INFORMATION SHOWN -
PR #1122, opened 2022-03-28
#1120 Page title hook

### LINKED ISSUE #1120: Update page title
Currently the page title always shows "localhost:3003/dashboard"
Screen Shot 2022-03-28 at 8 00 42 PM

We should update it depending on the current location.

Suggest "**\<PageName\> | mSupply**" format

CarlosNZ:
Fix #1120 

I realise this doesn't *need* to be a hook -- could just be a simple function that calls `document.title = newTitle`, and indeed it's not really using the returned items `pageTitle` and `setPageTitle`. However, if we ever need to do dynamic title updating the `setPageTitle` function would be useful.

Have only implemented this on Dashboard, Outbound and Inbound shipments so far. If this approach is okay, I'll add `usePageTitle` to the other pages before merging. :)

### DIFF
--- a/packages/common/src/hooks/usePageTitle/usePageTitle.tsx
+++ b/packages/common/src/hooks/usePageTitle/usePageTitle.tsx
@@ -1,0 +1,15 @@
+import { useEffect, useState } from 'react';
+import { useTranslation } from '@common/intl';
+
+export const usePageTitle = (title: string) => {
+  const t = useTranslation('common');
+  const [pageTitle, setPageTitle] = useState(title);
+
+  useEffect(() => {
+    const newTitle = `${title} | ${t('app')}`;
+    setPageTitle(newTitle);
+    document.title = newTitle;
+  }, [title]);
+
+  return { pageTitle, setPageTitle };
+};
--- a/packages/common/src/intl/locales/en/common.json
+++ b/packages/common/src/intl/locales/en/common.json
@@ -1,4 +1,5 @@
 {
+  "app": "mSupply",
   "app.admin": "Admin",
   "app.catalogue": "Catalogue",
   "app.customer-requisition": "Requisitions",
--- a/packages/common/src/hooks/index.ts
+++ b/packages/common/src/hooks/index.ts
@@ -16,6 +16,7 @@ export * from './useIsMountedRef';
 export * from './useIsScreen';
 export * from './useNotification';
 export * from './useOpenInNewTab';
+export * from './usePageTitle';
 export * from './usePagination';
 export * from './useQueryParams';
 export * from './useSortBy';
--- a/packages/common/src/hooks/usePageTitle/index.ts
+++ b/packages/common/src/hooks/usePageTitle/index.ts
@@ -1,0 +1,1 @@
+export * from './usePageTitle';
--- a/packages/dashboard/src/DashboardService.tsx
+++ b/packages/dashboard/src/DashboardService.tsx
@@ -1,24 +1,28 @@
 import React from 'react';
-import { Grid } from '@openmsupply-client/common';
+import { Grid, usePageTitle, useTranslation } from '@openmsupply-client/common';
 import { StockWidget } from './widgets';
 import {
   InboundShipmentWidget,
   OutboundShipmentWidget,
 } from '@openmsupply-client/invoices';
 
-const Dashboard: React.FC = () => (
-  <Grid
-    container
-    sx={{
-      backgroundColor: 'background.toolbar',
-      paddingBottom: '32px',
-    }}
-    justifyContent="space-evenly"
-  >
-    <InboundShipmentWidget />
-    <OutboundShipmentWidget />
-    <StockWidget />
-  </Grid>
-);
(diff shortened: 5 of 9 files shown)


packages/common/src/hooks/usePageTitle/usePageTitle.tsx
```diff
@@ -0,0 +1,15 @@
+import { useEffect, useState } from 'react';
+import { useTranslation } from '@common/intl';
+
+export const usePageTitle = (title: string) => {
+  const t = useTranslation('common');
+  const [pageTitle, setPageTitle] = useState(title);
+
+  useEffect(() => {
+    const newTitle = `${title} | ${t('app')}`;
```
CarlosNZ, line 9: We happy with this title format?

packages/common/src/intl/locales/en/common.json
```diff
@@ -1,4 +1,5 @@
 {
+  "app": "mSupply",
```
CarlosNZ, line 2: Thought this seemed appropriate for the "root" app name, though can change to `app.name` if that's preferable.

packages/common/src/hooks/usePageTitle/usePageTitle.tsx
mark-prins: yup. looks very slick next to this site 😁 

Screen Shot 2022-03-29 at 10 18 15 AM

packages/common/src/intl/locales/en/common.json
mark-prins: I like `app.name` but it would be confusing next to the other entries. what you have is probably best

mark-prins (approved):
👍  that's very pleasing to see.. I had only noticed the missing page title a short time ago and it has bugged me since

I do wonder if the state should be in `HostContext` rather than creating a new state within the hook, though it would make it slightly clumsier to use perhaps. something like

```
const { setPageTitle } = useHostContext();
setPageTitle('blah');
```

though I do like setting a value by calling the `set...` method rather than a `use..` method 🤷 

Another thought, is for the Host to set the page title based on the route - it should be possible to set the title without explicitly adding the setter to every page, we just need a mapping between the route and the translation key

CarlosNZ:
> I do wonder if the state should be in `HostContext` rather than creating a new state within the hook, though it would make it slightly clumsier to use perhaps. something like

Yeah that seems good.

> Another thought, is for the Host to set the page title based on the route - it should be possible to set the title without explicitly adding the setter to every page, we just need a mapping between the route and the translation key

Yeah, I considered that, but there was a little discrepancy between the route and the name in terms of plurals -- we'd want the title to be be "Outbound Shipments" not "Outbound Shipment", whereas we don't want to pluralise "Dashboard", so can't have a fixed rule. Also, would have to have a bit of logic to figure out whether to take the last part of the route or the 2nd-to-last: `/distribution/outbound-shipment` should become "Outbound Shipments", but `/distribution/outbound-shipment/6` should also become just "Outbound Shipments".

I do like the idea of doing it automatically though (bit tedious to add them all in -- lazy!) so how about using an automatic title inferrer by default, but allowing specific setting through`setPageTitle` if required? 

I'll make the logic:
- use last path part, unless it includes a number, in which case use 2nd-to-last
- convert to Title Case (using `lodash` handy case conversion methods)
- always pluralise (but set a custom title for "Dashboard")

CarlosNZ:
> we just need a mapping between the route and the translation key

I realise now that you didn't mean automatic case conversion of route -> title, as that wouldn't even work with translations. You meant a custom map of routes to keys. That should be fine to do, much simpler than what I was suggesting, heh.

mark-prins:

PROBLEM STATEMENT - Reproduce the material above, every line of it, exactly.

SOLUTION TO THE EXERCISE -
PR #1122, opened 2022-03-28
#1120 Page title hook

### LINKED ISSUE #1120: Update page title
Currently the page title always shows "localhost:3003/dashboard"
Screen Shot 2022-03-28 at 8 00 42 PM

We should update it depending on the current location.

Suggest "**\<PageName\> | mSupply**" format

CarlosNZ:
Fix #1120 

I realise this doesn't *need* to be a hook -- could just be a simple function that calls `document.title = newTitle`, and indeed it's not really using the returned items `pageTitle` and `setPageTitle`. However, if we ever need to do dynamic title updating the `setPageTitle` function would be useful.

Have only implemented this on Dashboard, Outbound and Inbound shipments so far. If this approach is okay, I'll add `usePageTitle` to the other pages before merging. :)

### DIFF
--- a/packages/common/src/hooks/usePageTitle/usePageTitle.tsx
+++ b/packages/common/src/hooks/usePageTitle/usePageTitle.tsx
@@ -1,0 +1,15 @@
+import { useEffect, useState } from 'react';
+import { useTranslation } from '@common/intl';
+
+export const usePageTitle = (title: string) => {
+  const t = useTranslation('common');
+  const [pageTitle, setPageTitle] = useState(title);
+
+  useEffect(() => {
+    const newTitle = `${title} | ${t('app')}`;
+    setPageTitle(newTitle);
+    document.title = newTitle;
+  }, [title]);
+
+  return { pageTitle, setPageTitle };
+};
--- a/packages/common/src/intl/locales/en/common.json
+++ b/packages/common/src/intl/locales/en/common.json
@@ -1,4 +1,5 @@
 {
+  "app": "mSupply",
   "app.admin": "Admin",
   "app.catalogue": "Catalogue",
   "app.customer-requisition": "Requisitions",
--- a/packages/common/src/hooks/index.ts
+++ b/packages/common/src/hooks/index.ts
@@ -16,6 +16,7 @@ export * from './useIsMountedRef';
 export * from './useIsScreen';
 export * from './useNotification';
 export * from './useOpenInNewTab';
+export * from './usePageTitle';
 export * from './usePagination';
 export * from './useQueryParams';
 export * from './useSortBy';
--- a/packages/common/src/hooks/usePageTitle/index.ts
+++ b/packages/common/src/hooks/usePageTitle/index.ts
@@ -1,0 +1,1 @@
+export * from './usePageTitle';
--- a/packages/dashboard/src/DashboardService.tsx
+++ b/packages/dashboard/src/DashboardService.tsx
@@ -1,24 +1,28 @@
 import React from 'react';
-import { Grid } from '@openmsupply-client/common';
+import { Grid, usePageTitle, useTranslation } from '@openmsupply-client/common';
 import { StockWidget } from './widgets';
 import {
   InboundShipmentWidget,
   OutboundShipmentWidget,
 } from '@openmsupply-client/invoices';
 
-const Dashboard: React.FC = () => (
-  <Grid
-    container
-    sx={{
-      backgroundColor: 'background.toolbar',
-      paddingBottom: '32px',
-    }}
-    justifyContent="space-evenly"
-  >
-    <InboundShipmentWidget />
-    <OutboundShipmentWidget />
-    <StockWidget />
-  </Grid>
-);
(diff shortened: 5 of 9 files shown)


packages/common/src/hooks/usePageTitle/usePageTitle.tsx
```diff
@@ -0,0 +1,15 @@
+import { useEffect, useState } from 'react';
+import { useTranslation } from '@common/intl';
+
+export const usePageTitle = (title: string) => {
+  const t = useTranslation('common');
+  const [pageTitle, setPageTitle] = useState(title);
+
+  useEffect(() => {
+    const newTitle = `${title} | ${t('app')}`;
```
CarlosNZ, line 9: We happy with this title format?

packages/common/src/intl/locales/en/common.json
```diff
@@ -1,4 +1,5 @@
 {
+  "app": "mSupply",
```
CarlosNZ, line 2: Thought this seemed appropriate for the "root" app name, though can change to `app.name` if that's preferable.

packages/common/src/hooks/usePageTitle/usePageTitle.tsx
mark-prins: yup. looks very slick next to this site 😁 

Screen Shot 2022-03-29 at 10 18 15 AM

packages/common/src/intl/locales/en/common.json
mark-prins: I like `app.name` but it would be confusing next to the other entries. what you have is probably best

mark-prins (approved):
👍  that's very pleasing to see.. I had only noticed the missing page title a short time ago and it has bugged me since

I do wonder if the state should be in `HostContext` rather than creating a new state within the hook, though it would make it slightly clumsier to use perhaps. something like

```
const { setPageTitle } = useHostContext();
setPageTitle('blah');
```

though I do like setting a value by calling the `set...` method rather than a `use..` method 🤷 

Another thought, is for the Host to set the page title based on the route - it should be possible to set the title without explicitly adding the setter to every page, we just need a mapping between the route and the translation key

CarlosNZ:
> I do wonder if the state should be in `HostContext` rather than creating a new state within the hook, though it would make it slightly clumsier to use perhaps. something like

Yeah that seems good.

> Another thought, is for the Host to set the page title based on the route - it should be possible to set the title without explicitly adding the setter to every page, we just need a mapping between the route and the translation key

Yeah, I considered that, but there was a little discrepancy between the route and the name in terms of plurals -- we'd want the title to be be "Outbound Shipments" not "Outbound Shipment", whereas we don't want to pluralise "Dashboard", so can't have a fixed rule. Also, would have to have a bit of logic to figure out whether to take the last part of the route or the 2nd-to-last: `/distribution/outbound-shipment` should become "Outbound Shipments", but `/distribution/outbound-shipment/6` should also become just "Outbound Shipments".

I do like the idea of doing it automatically though (bit tedious to add them all in -- lazy!) so how about using an automatic title inferrer by default, but allowing specific setting through`setPageTitle` if required? 

I'll make the logic:
- use last path part, unless it includes a number, in which case use 2nd-to-last
- convert to Title Case (using `lodash` handy case conversion methods)
- always pluralise (but set a custom title for "Dashboard")

CarlosNZ:
> we just need a mapping between the route and the translation key

I realise now that you didn't mean automatic case conversion of route -> title, as that wouldn't even work with translations. You meant a custom map of routes to keys. That should be fine to do, much simpler than what I was suggesting, heh.

mark-prins:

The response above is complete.